Despite the fact that this performance at the 2013 VMAs was the length of a typical Super Bowl halftime show, there were still recognizable songs that were not played. This shows just how extensive Timberlake’s discography is, and that he has more than enough material to carry out a full show. Whereas some halftime shows seem pretty obvious in terms of the songs that the main artist will perform, such as Bruno Mars at Super Bowl XLVIII and The Black Eyed Peas at Super Bowl XLV, the same cannot be said about Justin Timberlake due to his catalogue that spans two decades when counting his time with NSYNC.
Timberlake has the material. Timberlake has the popularity and a large, diverse audience. On February 4, in front of what is sure to be one of the biggest television audiences of all-time, he will have the opportunity to do something that was largely thought of as impossible even a few years ago.

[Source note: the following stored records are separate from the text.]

PR #3258, opened 2022-05-09
Create atoms from STL mesh

akohlmey:
**Summary**

This adds a feature to the `create_atoms` command where it will build a set of atoms from a triangular mesh in STL format.
This is meant as an alternative to using regions with fix wall/region. which has some deficiencies. The weak point in this approach is its higher computational cost for high resolution representations.

**Author(s)**

Axel Kohlmeyer, Temple U

**Licensing**

**Backward Compatibility**

N/A

**Implementation Notes**

This offers two algorithms adjust the resolution of atoms to be placed on the mesh and produce a somewhat uniform distribution and reduce overlap with other mesh atoms.
1. placing an atom in the center of each triangle and do recursive bisectioning along the longest side in case that the average distance of the vertices from the center is large than a threshold
2.  use a quasi-random particle placement to achieve a desired minimum number density

If the atom style supports it, the average vertex distance from center is used as atom radius.
If the atom style supports it, the largest molecule ID is looked up and the new atoms are assigned a new, large molecule ID

Since repositories for STL files (e.g. for 3d printing) are often using binary format STL files, a converter is provided.

**Post Submission Checklist**


akohlmey:
This seems to be working reasonably well and has enough "knobs" to make certain that custom containers "hold water".
However, I am wondering if there are better algorithms to subdividing the triangles to "fill" them with spheres to generate a sufficiently flat uniform surface (if that is always desirable). And whether there should be a more sophisticated implementation with a different atom_style that stores the triangle data *and* their norm and then uses that information to compute the (granular) interaction with the atoms (to be implemented into pair style granular?)?

It looks ok for some example
[mixer.zip](https://github.com/lammps/lammps/files/8648348/mixer.zip) based on in.granregion.mixer (with an object obtained from https://www.thingiverse.com/thing:3497877 )

https://user-images.githubusercontent.com/289251/167328384-3ce320a7-33e4-4003-9b0d-9167d9677fd6.mp4

jtclemm:
This is a cool feature. I need to think about ways to use it in the future.

I took a stab at it and found fairly good results applying this  [quasi-random approach](http://extremelearning.com.au/evenly-distributing-points-in-a-triangle/). Using an equal number of mesh particles, it does a fairly nice job distributing monodisperse particles on the drum (particles rendered with radii of 1.5). However, narrow triangles still contain a lot of overlapping particles.

If triangle-particle interactions were added to the granular pair style, is there a good way in LAMMPS to identify contacts? Or would it still rely on distributing particles on the triangle to build neighbor lists and storing the triangle's geometry with each particle?

Mixer_comparison

akohlmey:
> This is a cool feature.

The main credit goes to the author of the MACHDYN package, who implemented something similar https://docs.lammps.org/fix_smd_wall_surface.html
I came across this recently because of some complaints of one of the static code analysis tools we use.
So I tried to use one of the examples to debug the issue and then visualized it, which looked nice, too.
https://www.youtube.com/shorts/gukDMSefD6k

Plus there was inspiration from a couple of questions on the LAMMPS forum: https://matsci.org/t/generating-a-spherical-shell-with-an-entry-hole/42064 which made me aware of the limitations of nested regions (where LAMMPS will always error out because of inside/outside requirements) which made me suggest to fill those regions with atoms.

> If triangle-particle interactions were added to the granular pair style, is there a good way in LAMMPS to identify contacts? Or would it still rely on distributing particles on the triangle to build neighbor lists and storing the triangle's geometry with each particle?

I have not fully thought this through, but if we also store the norm and vertices with the atom in the center, then you can model the entire triangle with one atom. You would then need to set the particle radius to the largest distance of a vertex from the center. The normal granular neighborlist should include the "mesh particles" for all possible contacts. This can probably further improved because for "large" triangles you would have many neighbors that are far away.

So it may still be better to subdivide the triangles to optimize the neighborlist. By assigning a different atom type to the mesh particles, interactions between themselves can be easily excluded. There will likely be an optimum between adding more atoms and thus having to process more pairs of (valid) interactions and using more subdivisions to reduce the number of non-interacting neighbors. Another open issue is the handling of edges and avoiding to double count those interactions.

If one would be able to identify the triangles surrounding a given triangle (e.g. as bonds), even more complex operations like having smooth, rounded transitions between triangles would be possible in principle...

akohlmey:
> I took a stab at it and found fairly good results applying this [quasi-random approach](http://extremelearning.com.au/evenly-distributing-points-in-a-triangle/). Using an equal number of mesh particles, it does a fairly nice job distributing monodisperse particles on the drum (particles rendered with radii of 1.5). However, narrow triangles still contain a lot of overlapping particles.

@jtclemm If you want me to include your changes, you could submit a pull request to this branch here: https://github.com/akohlmey/lammps/tree/create-atoms-mesh

Perhaps there should be a keyword choosing between subdivision methods?
E.g. for (near) equilateral triangles, it would be simpler/smoother to just divide them into 3 by placing an atom in the center and make replace one of the vertices of the original triangle, but the split-along-the-longest side worked better for irregular meshes in my tests.

dsbolin:
Agreed, this is a great feature, I look forward to using it. I think some of the issues with disparately sized and/or high aspect ratio triangles can also be circumvented by the user by pre-processing/re-meshing the STL file. There are many external, open-source tools to do this. If that's the case, maybe some comments to that end in the doc page would be helpful (i.e. 'avoid high-aspect ratio/disparately sized tris for efficiency reasons'). 

For a large triangle (or a perfectly flat surface represented by several triangles), would you end up with a perfectly regular triangle lattice 'corrugation' of the surface atoms? That's probably fine, but in some applications may be undesirable, as it could cause interlocking/ordering of particles near the surface. The easy fix is to introduce a small random perturbation to the positions of the spheres. Could be done via displace_atoms, or as an optional (in-plane?) perturbation of the spheres in the create_atoms command?

Somewhat related - I have an external bit of Python + C code to 'optimally' fill an arbitrary volume with clustered/overlapping spheres of different size such that the surface is conformed to. It's loosely based on [this paper](https://www.icevirtuallibrary.com/doi/epdf/10.1680/geot.8.T.037), and produces things like this:
image

The volume geometry representation in that case is voxel-based, but the concept and paper I linked are for a watertight STL (although that check is not trivial). The main use case there is for having arbitrarily-shaped particles, where the clustered/overlapping spheres are then assigned to rigid bodies. Could be a future addition to this capability if it's of interest.

dsbolin:
Also, the triangle particle/geometry representation that Steve mentioned is a fairly long story. 
@sjplimp : If it's helpful, I could post that code as a 'Work in Progress' PR along with some of our notes from that time, and folks could comment? It's fairly extensive, and I'm not sure I can commit to working on it in a meaningful way anytime soon, but perhaps some brave soul will be inspired?

sjplimp:
We do "watertight" checks for triangulated surface objects in SPARTA (DSMC particle low-density flow code).  The check is that
all tri edges appear exactly twice in the set of tris and with the 2 vertices in reverse order.  An unmatched edge on the simulation box face is also allowed, i.e. if the object is clipped by the simulation box.

ndtrung81:
@sjplimp @akohlmey To some extent the representation reminds me of the body/rounded/polyhdera in the BODY package where the whole STL mesh is considered a single body: the triangular faces and the edges are listed once in the data file. The interaction between the mesh and the granular particles (now modeled as individual spherical bodies or as rounded polyhedra) are computed as between the bodies. Not sure how relevant it is here, just wanted to chime in my thoughts.

jtclemm:
> @jtclemm If you want me to include your changes, you could submit a pull request to this branch here: https://github.com/akohlmey/lammps/tree/create-atoms-mesh

Sure, I can clean up the implementation and submit a PR. The method would address @dsbolin's comment about regular corrugation on large triangles since the quasi-randomness would prevent interlocking/super-lubricity.

akohlmey:
support for reading binary STL is included now as well (was rather easy).

jtclemm:
I just submitted another PR that fixed a few miscellaneous typos I found in the documentation and in the quasirandom method. 

Not directly relevant, but when running the examples I stumbled upon an inexact error message that I thought I'd mention: 
_Expected floating point parameter instead of 'bond' in input script or data file (../atom_vec_sphere.cpp:65)_
 I hadn't built the MOLECULE package so atom style hybrid didn't recognize bond as a valid style. Since atom style hybrid doesn't check unbuilt packages (as in `utils::check_packages_for_style()`), it just passed bond as an optional argument to atom style sphere.

akohlmey:
> I just submitted another PR that fixed a few miscellaneous typos I found in the documentation and in the quasirandom method.

thanks. already merged it.

> Not directly relevant, but when running the examples I stumbled upon an inexact error message that I thought I'd mention: _Expected floating point parameter instead of 'bond' in input script or data file (../atom_vec_sphere.cpp:65)_ I hadn't built the MOLECULE package so atom style hybrid didn't recognize bond as a valid style. Since atom style hybrid doesn't check unbuilt packages (as in `utils::check_packages_for_style()`), it just passed bond as an optional argument to atom style sphere.

That is an interesting observation. As it turns out, the AtomVecHybrid class was doing a bunch of things that are no longer needed and for which we have better solutions now. So by improving the check, I could also get rid of some ugly "pre-processor magic". Once alerted to some issue, I usually dig deeper to see if the same happens elsewhere, and this is now leading me to some updates for *all* hybrid styles. They did some error prone processing to handle that respective table styles accept arguments but others not and as a consequence unused arguments did not trigger errors. There even were comments that the current solution was inferior. Thanks to proper introspection it will be improved :wink:

jtclemm (approved):

doc/src/create_atoms.rst
```diff
@@ -69,21 +79,23 @@ Examples
...
-collection of atoms (or molecules).  It is an alternative to reading
-in atom coordinates explicitly via a :doc:`read_data <read_data>` or
-:doc:`read_restart <read_restart>` command.  A simulation box must
-already exist, which is typically created via the :doc:`create_box
-<create_box>` command.  Before using this command, a lattice must also
-be defined using the :doc:`lattice <lattice>` command, unless you
-specify the *single* style with units = box or the *random* style.
-For the remainder of this doc page, a created atom or molecule is
-referred to as a "particle".
+either on a lattice, or a single atom (or molecule), or from a triangle
```
sjplimp, line 89: or on a surface defined by a triangulated mesh

doc/src/create_atoms.rst
```diff
@@ -119,6 +131,49 @@ the specified coordinates.  This can be useful for debugging purposes
...
+            :target: _images/marble_race.jpg
+
+For the *mesh* style, a file with a triangle mesh in `STL format
+<https://en.wikipedia.org/wiki/STL_(file_format)>`_ is read and one or
+more particles are placed into the area of each triangle.  The reader
+supports both ASCII and binary files conforming to the format on the
+Wikipedia page.  Binary STL files (e.g. as frequently offered for
+3d-printing) can also be first converted to ASCII for editing with the
+:ref:`stl_bin2txt tool <stlconvert>`.  The use of the *units box* option
+is required. There are two algorithms for placing atoms available:
```
sjplimp, line 146: available for placing atoms

doc/src/create_atoms.rst
```diff
@@ -316,6 +371,12 @@ the atoms around the rotation axis is consistent with the right-hand
 rule: if your right-hand's thumb points along *R*, then your fingers
 wrap around the axis in the direction of rotation.
 
+The *radiusscale* keyword only applies to the *mesh* style and allows to
```
sjplimp, line 374: and adjusts

doc/src/create_atoms.rst
```diff
@@ -316,6 +371,12 @@ the atoms around the rotation axis is consistent with the right-hand
...
+adjust the radius of created particles, provided this is supported by
+the atom style.  Its value is a scaling factor (default: 1.0) that is
```
sjplimp, line 376: does scaling factor mean use a value from 0.0 to 1.0 ?  This should be stated.

doc/src/create_atoms.rst
```diff
@@ -316,6 +371,12 @@ the atoms around the rotation axis is consistent with the right-hand
...
+applied to the radius inferred from the size of the individual triangles
```
sjplimp, line 377: What is the "size" of the triangle?  Its longest or shortest edge length, or something else?

sjplimp: Also, possibly I missed it, but I think advice should be given to turn-off particle interactions between pairs of wall particles, e.g. via neigh_modify exclude, since it is likely there will be overlaps, either for finite-size or point particles.

sjplimp (changes requested):
see doc page comments

doc/src/create_atoms.rst
akohlmey: How the radius is inferred (average of distance from center) is discussed with the bisect algorithm.

sjplimp (approved):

That thing? Erase from history, if only for 15 minutes, the biggest wardrobe malfunction of all-time.
The Super Bowl halftime show is, typically, the most viewed event of the year. According to Deadline, the Super Bowl LI halftime show starring Lady Gaga drew 117.5 million viewers, while the all-time record was set at Super Bowl XLIX, when Katy Perry’s halftime show drew 120.7 million viewers.